PR #99, opened 2019-07-26
Rails application type generator

### LINKED ISSUE #98: Type of Rails.application should be YourApp::Application
Moved from: https://github.com/sorbet/sorbet-typed/issues/83

**Describe the bug:**
In a Rails application the type of [Rails.application](https://github.com/sorbet/sorbet-typed/blob/d17bc9ee37629ed824f78d3a2f92e99a8b4e8709/lib/railties/all/railties.rbi#L5) is actually a subclass of `Rails::Application` that is generated when you type `rails new`. For example, `rails new blog`, `Rails.application` will create a class called `Blog::Application` defined in `config/application.rb`.

I am willing to make an attempt at fixing this if you think it's a valid change - let me know then I'll send a PR.

**Steps to reproduce:**

The impact of this is that any custom methods you define in `application.rb` on `Blog::Application` will not be visible to the type checker. If I have `config/application.rb` that looks like this:

```ruby
# typed: true
require_relative 'boot'
require 'rails'

# Require the gems listed in Gemfile, including any gems
# you've limited to :test, :development, or :production.
Bundler.require(*Rails.groups)

module Blog
  class Application < Rails::Application
    # Initialize configuration defaults for originally generated Rails version.
    config.load_defaults 5.2

    def name
      "Brad's awesome blog"
    end
  end
end
```

then I can't call `Rails.application.name` in a type-safe way.

**Versions:**

```
$ ruby --version
ruby 2.6.3p62 (2019-04-16 revision 67580) [x86_64-darwin18]

$ rails --version
Rails 5.2.1

$ srb --version
Sorbet typechecker 0.4.4429 git 51504253c985d0a967d3df6a39ac44b25db2c481 built on 2019-07-12 00:02:11 GMT with debug symbols
```

bradleybuda:
A first attempt to fix #98. The code is straightforward, but it has a (fatal) issue - the `Rails#application` type I'm generating in `rake rbi:application` conflicts with the `Rails#application` [type defined in sorbet-typed](https://github.com/sorbet/sorbet-typed/blob/master/lib/railties/all/railties.rbi#L4), and I don't know what the resolution rules in sorbet are when two different `.rbi` files try to define different signatures on the same method - from playing around, I think the "last one in" wins, but it's not clear if this is well-defined or how we'd exploit it.

Some possible fixes:
1. Remove `Rails.application` types from `sorbet-typed/railties`. This feels wrong because it makes sorbet less useful for Rails users who are not `sorbet-rails` users, and creates a backwards maintenance dependency from `sorbet-typed` to `sorbet-rails`.
2. Update my generator to delete the railties type from the vendored `sorbet/rbi/sorbet-typed/lib/railties/all/railties.rbi` file. This is potentially fragile but it doesn't seem crazy to "manage" vendored types.
3. Reach out to the sorbet team to find the "right way" for types to override other types (feels like a lot of complexity but maybe there are other use-cases for this?)

Thoughts? I'm going to proceed with option 2 for now.


manhhung741:
The conflict sig is a challenging issue. I think (2) is not the right approach because the file can contain other signatures as well. Removing the file will remove more than the application signature. 
There is a (4) option: instruct users to remove the `self.application` sig from the railtie.rb file manually when using this rake task, but that's prone to error when people update the sorbet-typed library.

Let's post in sorbet-ruby slack and see what the sorbet team suggest.

connorshea:
Here's the Parlour version of the RBI generator:

```ruby
root.create_class(Rails.application.class.name, superclass: 'Rails::Application')

rails_module = root.create_module('Rails')
rails_module.create_method(
  'application',
  return_type: Rails.application.class.name,
  class_method: true
)
```

manhhung741:
Closing because this PR has been outdated for a long time. @bradleybuda If you still want to make the change, please send another PR based on the newest code

PR #100, opened 2019-07-29
RFC Typecheck code in lib/ with sorbet

manhhung741:
Adding sorbet & signature for most of sorbet-rails classes & methods. This provides some typecheck level to methods in sorbet.

The result looks promising:
```
               types.input.files :        38
  types.input.files.sigil.autoge :         1
   types.input.files.sigil.false :         3
  types.input.files.sigil.strict :        10
  types.input.files.sigil.strong :        19
    types.input.files.sigil.true :         5
       types.input.methods.total :     12519
  types.input.methods.typechecke :        60
         types.input.sends.total :       728
         types.input.sends.typed :       592
                 types.sig.count :      1865
```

——————————

> **Exercise requirements**: The full set of records, transcribed exactly, is the answer.

> **Exercise response**:
PR #99, opened 2019-07-26
Rails application type generator

### LINKED ISSUE #98: Type of Rails.application should be YourApp::Application
Moved from: https://github.com/sorbet/sorbet-typed/issues/83

**Describe the bug:**
In a Rails application the type of [Rails.application](https://github.com/sorbet/sorbet-typed/blob/d17bc9ee37629ed824f78d3a2f92e99a8b4e8709/lib/railties/all/railties.rbi#L5) is actually a subclass of `Rails::Application` that is generated when you type `rails new`. For example, `rails new blog`, `Rails.application` will create a class called `Blog::Application` defined in `config/application.rb`.

I am willing to make an attempt at fixing this if you think it's a valid change - let me know then I'll send a PR.

**Steps to reproduce:**

The impact of this is that any custom methods you define in `application.rb` on `Blog::Application` will not be visible to the type checker. If I have `config/application.rb` that looks like this:

```ruby
# typed: true
require_relative 'boot'
require 'rails'

# Require the gems listed in Gemfile, including any gems
# you've limited to :test, :development, or :production.
Bundler.require(*Rails.groups)

module Blog
  class Application < Rails::Application
    # Initialize configuration defaults for originally generated Rails version.
    config.load_defaults 5.2

    def name
      "Brad's awesome blog"
    end
  end
end
```

then I can't call `Rails.application.name` in a type-safe way.

**Versions:**

```
$ ruby --version
ruby 2.6.3p62 (2019-04-16 revision 67580) [x86_64-darwin18]

$ rails --version
Rails 5.2.1

$ srb --version
Sorbet typechecker 0.4.4429 git 51504253c985d0a967d3df6a39ac44b25db2c481 built on 2019-07-12 00:02:11 GMT with debug symbols
```

bradleybuda:
A first attempt to fix #98. The code is straightforward, but it has a (fatal) issue - the `Rails#application` type I'm generating in `rake rbi:application` conflicts with the `Rails#application` [type defined in sorbet-typed](https://github.com/sorbet/sorbet-typed/blob/master/lib/railties/all/railties.rbi#L4), and I don't know what the resolution rules in sorbet are when two different `.rbi` files try to define different signatures on the same method - from playing around, I think the "last one in" wins, but it's not clear if this is well-defined or how we'd exploit it.

Some possible fixes:
1. Remove `Rails.application` types from `sorbet-typed/railties`. This feels wrong because it makes sorbet less useful for Rails users who are not `sorbet-rails` users, and creates a backwards maintenance dependency from `sorbet-typed` to `sorbet-rails`.
2. Update my generator to delete the railties type from the vendored `sorbet/rbi/sorbet-typed/lib/railties/all/railties.rbi` file. This is potentially fragile but it doesn't seem crazy to "manage" vendored types.
3. Reach out to the sorbet team to find the "right way" for types to override other types (feels like a lot of complexity but maybe there are other use-cases for this?)

Thoughts? I'm going to proceed with option 2 for now.


manhhung741:
The conflict sig is a challenging issue. I think (2) is not the right approach because the file can contain other signatures as well. Removing the file will remove more than the application signature. 
There is a (4) option: instruct users to remove the `self.application` sig from the railtie.rb file manually when using this rake task, but that's prone to error when people update the sorbet-typed library.

Let's post in sorbet-ruby slack and see what the sorbet team suggest.

connorshea:
Here's the Parlour version of the RBI generator:

```ruby
root.create_class(Rails.application.class.name, superclass: 'Rails::Application')

rails_module = root.create_module('Rails')
rails_module.create_method(
  'application',
  return_type: Rails.application.class.name,
  class_method: true
)
```

manhhung741:
Closing because this PR has been outdated for a long time. @bradleybuda If you still want to make the change, please send another PR based on the newest code

PR #100, opened 2019-07-29
RFC Typecheck code in lib/ with sorbet

manhhung741:
Adding sorbet & signature for most of sorbet-rails classes & methods. This provides some typecheck level to methods in sorbet.

The result looks promising:
```
               types.input.files :        38
  types.input.files.sigil.autoge :         1
   types.input.files.sigil.false :         3
  types.input.files.sigil.strict :        10
  types.input.files.sigil.strong :        19
    types.input.files.sigil.true :         5
       types.input.methods.total :     12519
  types.input.methods.typechecke :        60
         types.input.sends.total :       728
         types.input.sends.typed :       592
                 types.sig.count :      1865
```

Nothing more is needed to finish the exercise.